狄希陈从沧州别了童寄姐到家祭祖,原约过少则五日、多则十日,便可回来上船。童寄姐合郭总兵的两只座船到了临清,在浮桥口湾住。郭总兵日逐会通家,拜相识,赴席请人,忙了几日,寄姐单单的住在船上。起初郭总兵有事,寄姐也还不甚心焦。后来郭总兵公事完了,日逐过寄姐的船来问信,那里等的狄希陈来到?一连等了十四日,方才回到船上。买丫头,雇家人,又足足耽搁了两日,方才开船起行。
因违了寄姐的限期,寄姐已是逐日鸡猫狗不是 [鸡猫狗不是——山东兖州一带方言,看着什么都不顺眼,无故找碴的意思。] 的寻闹,说狄希陈恋着家里那瞎老婆,故意不肯起身,叫寄姐住在船上孤清冷落,如呆老婆等汉一般。许过稍羊羔酒、响皮肉 [响皮肉——一种用猪皮制成的肴品。] 与寄姐尝,又忘记不曾稍到。怕人说是争嘴,口里不好说出,心里只是暗恼,指了别的为由,只骂狄希陈是狗叨了脑子的忘八。说那寄姐的不贤良处,也就跟的素姐七七八八的了。
一路行来,过淮安,过扬州,过高邮、仪真大马头所在,只要设个小酌,请郭总兵、周景杨 [周景杨——同本作“周景陽”,据上下文校改。下同,不再出校记。] 过船来坐坐,回他的屡次席。只因恼着了当家小老妈,官动也不敢动,口也不敢开。喜得顺风顺水,不觉得到了南京。歇住了船,约了郭总兵、周景杨,同进城去置买那一切礼物。住了两日,各色置买完备,然后开船起行。

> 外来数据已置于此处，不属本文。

PR #1283, opened 2024-03-25
Add fAddFinal to insert 'final' modifier to some proposals.

rgrunber:
- "Create local variable/field" & "Assign to new local variable/field"

Based on a request from https://github.com/eclipse-jdtls/eclipse.jdt.ls/pull/2371 .


rgrunber:
The api tools errors/warnings don't look at all related to this.

PR #1074, opened 2024-01-15
Add styling enhancements to signatures (JavaElementLinks) in Javadoc. Fixes #1073

RedeemerSK:
## What it does
Adds various enhancements to styling / formatting of signatures in Javadoc presentation (HTML-based) views:
- togglable text wrapping (method parameters, generics type parameters used in method)
- togglable text formatting (generics type parameters used, method parameter names, method name, method class)
- togglable generic type parameters references text coloring
- togglable generic type parameters nesting levels text coloring
- togglable enhancement states: OFF / always ON / ON only on mouse hover over new styling button
- toggable enhancements state preferences saved separately for Javadoc hover view and Javadoc view, color preferences are shared
- styling button also acts as a menu where all aspects of enhancements can be configured : togglable states, color preferences
- defines 4 default colors for type parameters references / levels coloring, further references / levels re-use them repratedly by default
- supports Dark mode (theme) by defining separate default colors and gracefully handling switching themes

Examples:
Default enhancements:
javadoc_new
When hovered on styling button
javadoc_new_colored

Defaults for colors:
lightMode-colors-withFormatting
darkMode-colors-withFormatting

Changing settings example:
preview_overlay

colorPreferencesSubmenu-6colors
colorPreferencesSubmenu-0colors

See [Eclipse JDT forums topic](https://www.eclipse.org/forums/index.php?t=msg&th=1114002&goto=1862222&#msg_1862222) I created to communicate goals, approach, decisions taken and progress.

## How to test
At this stage of WIP prototype:
Have Javadoc for various Java source code elements displayed in both Javadoc hover (viewer) and Javadoc view. Interact with new styling menu button (added to toolbars) to form assumptions about what new visual items do & see if things then behave as one expects them to behave. 

## Author checklist

- [x] I have thoroughly tested my changes
- [x] The change is following the [coding conventions](https://wiki.eclipse.org/Platform/How_to_Contribute#Coding_Conventions)
- [x] I have signed the [Eclipse Contributor Agreement (ECA)](https://www.eclipse.org/legal/ECA.php)

Changes are currently WIP and thus at this stage not meant for thorough code-review, but rather for other people to be able to try them and provide feedback & future code-reviewer to have a look at how changes are  implemented.

PR #1295, opened 2024-03-29
Do not log locking CSS fragments cache for read was interrupted #1294

RedeemerSK:
## What it does
Removes unnecessary log message when interrupted while JavaElementLinks code was waiting for CSS fragments lock (performed for purposes of applying new Javadoc styling enhancements #1074 ).

## How to test
I was not able to reproduce the reported issue so I can't give exact steps/flow to test the fix. Issue description is however right in saying:
> while editing or navigating inside Java file, mouse hover request may be cancelled because of some user actions that make the request obsolete.

## Author checklist

### DIFF
--- a/org.eclipse.jdt.ui/ui/org/eclipse/jdt/internal/ui/viewsupport/JavaElementLinks.java
+++ b/org.eclipse.jdt.ui/ui/org/eclipse/jdt/internal/ui/viewsupport/JavaElementLinks.java
@@ -562,8 +562,8 @@ public class JavaElementLinks {
 						CSS_FRAGMENTS_CACHE_LOCK.unlock();
 					}
 				}
-			} catch (InterruptedException e1) {
-				JavaPlugin.logErrorMessage("Interrupted while waiting for CSS fragments cache lock, cache reset unsuccessful"); //$NON-NLS-1$
+			} catch (InterruptedException e) {
+				JavaPlugin.log(new RuntimeException("Interrupted while waiting for CSS fragments cache lock, cache reset unsuccessful", e)); //$NON-NLS-1$
 			}
 		}
 	}
@@ -866,7 +866,8 @@ public class JavaElementLinks {
 		try {
 			locked= CSS_FRAGMENTS_CACHE_LOCK.tryLock(100, TimeUnit.MILLISECONDS);
 		} catch (InterruptedException e) {
-			JavaPlugin.logErrorMessage("Interrupted while waiting for CSS fragments cache lock, proceeding without using cache"); //$NON-NLS-1$
+			Thread.currentThread().interrupt();
+			return css;
 		}
 		try {
 			if (locked) {


iloveeclipse:
I haven't analyzed the code yet - could you explain what this lock is doing first?

RedeemerSK:
> I haven't analyzed the code yet - could you explain what this lock is doing first?

To apply coloring to the type parameters (generics) references inside Javadoc hover / viewer based on current color preferences (added with #1074 ) , CSS that is inserted into Javadoc HTML (being built to be displayed) has to be enriched with CSS rules for each color used inside Javadoc HTML. Since texts for these color rules are constants (until user changes or resets above mentioned color preferences) these CSS color rules texts = fragments are cached.

Access to this cache is controlled by lock, since it may be the case that HTML needs to use more colors than what is currently cached and that's when cache needs to be expanded with new entries for additional colors.

iloveeclipse:
Does it need to be a lock at all? Can't the cache be updated "lock free"?

All what ai did today was using a nightly IDE build for usual work, added new code, refactoring old code a bit, diffing changes compared to head etc. After 2-3 hours I've seen ~ 5 errors in the log. Assuming not every cache change created an error, there must be a lot of changes in the cache. Why that?

What I would also assume based on my previous experience with hovers (sorry, still not analyzed your new code) is that there is a thread started to compute hover for one method or type, and while it was running, user already moved mouse so the hover data isn't needed at all and new one is requested. From the nature of UI requests, the UI can only request hover from a single thread, and there shouldn't be **multiple** threads calculating hovers at all. So I don't understand why a lock is needed. 

Instead of locking to guard some mutable data, I would assume the cached data should be immutable, and if update is needed, it could be cloned, updated and set after update (if not interrupted), but not modified **in place**. 

So if hover thread is interrupted because next hover will be requested, nothing should change at all, no locking, no exceptions.

RedeemerSK:
The cache is very rarely modified - only when more colors than what has been used until that moment need to be used ... so in it's modified somewhere in between once and like (I guess) 3 times during lifetime of the IDE and that's it.

https://github.com/eclipse-jdt/eclipse.jdt.ui/blob/master/org.eclipse.jdt.ui/ui/org/eclipse/jdt/internal/ui/infoviews/AbstractInfoView.java#L711 is the guy doing Javadoc content preparation for Javadoc view. Definitely not an UI (SWT) thread and not a singleton thread either.

https://github.com/eclipse-platform/eclipse.platform.ui/blob/master/bundles/org.eclipse.jface.text/src/org/eclipse/jface/text/TextViewerHoverManager.java#L145 is one doing Javadoc content preparation for Javadoc hover. This is most probably singleton.

Having breakpoint in method where cache is used I can easily reproduce having 2+ non UI threads arriving there at the same time.

That's why I guarded cache with locking. And I made it plain stupid - just a simple String[] modified in place. I still think, considering how often it is modified (basically never), it's "good-enough" solution.

> So if hover thread is interrupted because next hover will be requested, nothing should change at all, no locking, no exceptions.

That's the state after my fix. If thread is interrupted, it just returns from method right away without any enrichments, since the whole Javadoc being prepared is thrown away anyway.

PR #1325, opened 2024-04-14
Make remaining JavaPlugin lazy init fields thread safe

iloveeclipse:
Initialization of some of the fields in JavaPlugin was not thread safe.

This change tries to add thread safe init without holding extra locks in critical paths to prevent possible deadlocks while loading 3rd party code.

This may result in possible double creation of some objects but should avoid errors on multiple threads initializing same JavaPlugin fields in parallel.

Fixes https://github.com/eclipse-jdt/eclipse.jdt.core/issues/2276


iloveeclipse:
Quality gate issues are either false positive or known PDE issue https://github.com/eclipse-pde/eclipse.pde/issues/1228

PR #1375, opened 2024-04-27
Also handle RuntimeException when performing ClasspathFixProposal

laeubi:
Currently when a RuntimeException occurs inside ClasspathFixProposal an obscure error dialog as the wizard already handles errors if they are InvocationTargetException this now wraps RuntimeException as well.


org.eclipse.jdt.ui/ui/org/eclipse/jdt/internal/ui/wizards/buildpaths/ClasspathFixSelectionDialog.java
```diff
@@ -109,6 +109,8 @@ public static boolean openClasspathFixSelectionDialog(Shell parent, final IJavaP
 						throw new InterruptedException();
 					} catch (CoreException e2) {
 						throw new InvocationTargetException(e2);
+					} catch(RuntimeException e3) {
```
iloveeclipse, line 112: Makes sense, but could we combine this with the upper catch block?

寄姐将那买来送礼的物件,尽拣好的,如洒线袍裙、绣衾、锦帐、玉簪、玉花之类,上色鲜明尺头,满满的拣了两大皮箱。狄希陈心里想道:“凭他收起,临时要用,自然取他出来。”谁知他住在船上没得事做,将那配袍的绣裙一条一条的剪将开来,嵌上皮金,缝完打摺,钉带上腰;整匹尺头都裁成了大小衣服;玉花都妆了翠叶,穿了珠子;上好的玉簪都自己戴起。狄希陈心里想道:“苦哉,苦哉!你若早说如此,我在南京尚可添买。哄得我离了南京,将这有数的礼物都把我剪裁坏了,我却再往那里去买?这一到成都,堂上 [堂上——指知府。同本作“堂十”,据文意酌改。] 三厅,这样四分礼,却在那里摆布?”满腔的愁苦,口里又不敢说得,只是暗恼。
一日,寄姐又将一匹大红六云纻丝裁了一件秃袖衫,剩的裁了一腰夹裤。狄希陈忍不住道:“这匹大红云纻用了九两多银子买的,是要送上司头一件的表礼。可惜如此小用!没了送上司的礼物,如何措手?况我在北京又与你做的衣裳不少,却把这整尺头都裁吊了。”寄姐把那不贤惠臭脸一放放将下来,气的像猪肝颜色一样,骂道:“臭贼!不长进的忘八!你没本事挣件衣服给老婆穿,就不消揽下老婆!你既揽下老婆,不叫穿件衣裳,难道光着屁股走么?你是那混账不值钱的老婆生的,不害羞;我是好人家儿女,知道羞耻,要穿件衣裳,要戴点子首饰!你既不肯教老婆打扮,我光着屁股走就是了,羞你娘的臭屁脸!”一面口里村卷 [村卷——泼骂。卷,山东方言,斥骂。] ,一面将那做的衣裳扯的粉碎,把那玉簪玉花都敲成烂酱往河里乱撩,骂道:“咱大家不得!没见食面淫妇生的!”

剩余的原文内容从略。